▸ **WHAT YOU ARE ASKED TO DO**
Gather all lines in the records below that include the word "caller".

[Saved entries]
┏━━
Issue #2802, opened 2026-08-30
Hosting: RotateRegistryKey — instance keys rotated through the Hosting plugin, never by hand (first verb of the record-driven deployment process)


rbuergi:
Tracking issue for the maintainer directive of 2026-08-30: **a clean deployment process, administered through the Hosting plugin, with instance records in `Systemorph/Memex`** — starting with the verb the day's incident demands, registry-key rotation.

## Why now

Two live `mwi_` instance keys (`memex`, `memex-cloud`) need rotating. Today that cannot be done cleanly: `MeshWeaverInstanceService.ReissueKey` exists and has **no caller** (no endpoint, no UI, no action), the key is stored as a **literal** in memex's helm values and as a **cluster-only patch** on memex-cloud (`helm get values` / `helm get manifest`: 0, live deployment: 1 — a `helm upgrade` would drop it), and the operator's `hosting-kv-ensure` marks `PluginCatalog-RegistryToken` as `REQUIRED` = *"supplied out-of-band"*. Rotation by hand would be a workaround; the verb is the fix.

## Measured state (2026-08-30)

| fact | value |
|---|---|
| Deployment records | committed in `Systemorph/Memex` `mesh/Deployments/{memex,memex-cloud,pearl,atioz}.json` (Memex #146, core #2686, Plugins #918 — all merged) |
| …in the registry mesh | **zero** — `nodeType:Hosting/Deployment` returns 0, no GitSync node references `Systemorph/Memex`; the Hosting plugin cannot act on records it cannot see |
┗━━
┏━━
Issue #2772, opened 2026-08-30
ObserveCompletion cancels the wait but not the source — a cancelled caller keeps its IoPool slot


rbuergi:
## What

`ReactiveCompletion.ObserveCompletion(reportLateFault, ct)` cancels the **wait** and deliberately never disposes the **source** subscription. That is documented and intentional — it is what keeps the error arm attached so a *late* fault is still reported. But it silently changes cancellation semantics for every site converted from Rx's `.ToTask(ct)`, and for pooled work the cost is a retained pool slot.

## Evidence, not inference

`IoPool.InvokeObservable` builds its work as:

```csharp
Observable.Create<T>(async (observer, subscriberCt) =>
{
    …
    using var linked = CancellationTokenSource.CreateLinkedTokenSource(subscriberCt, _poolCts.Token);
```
┗━━
▸ **RESULT OF THE EXERCISE**
Two live `mwi_` instance keys (`memex`, `memex-cloud`) need rotating. Today that cannot be done cleanly: `MeshWeaverInstanceService.ReissueKey` exists and has **no caller** (no endpoint, no UI, no action), the key is stored as a **literal** in memex's helm values and as a **cluster-only patch** on memex-cloud (`helm get values` / `helm get manifest`: 0, live deployment: 1 — a `helm upgrade` would drop it), and the operator's `hosting-kv-ensure` marks `PluginCatalog-RegistryToken` as `REQUIRED` = *"supplied out-of-band"*. Rotation by hand would be a workaround; the verb is the fix.
ObserveCompletion cancels the wait but not the source — a cancelled caller keeps its IoPool slot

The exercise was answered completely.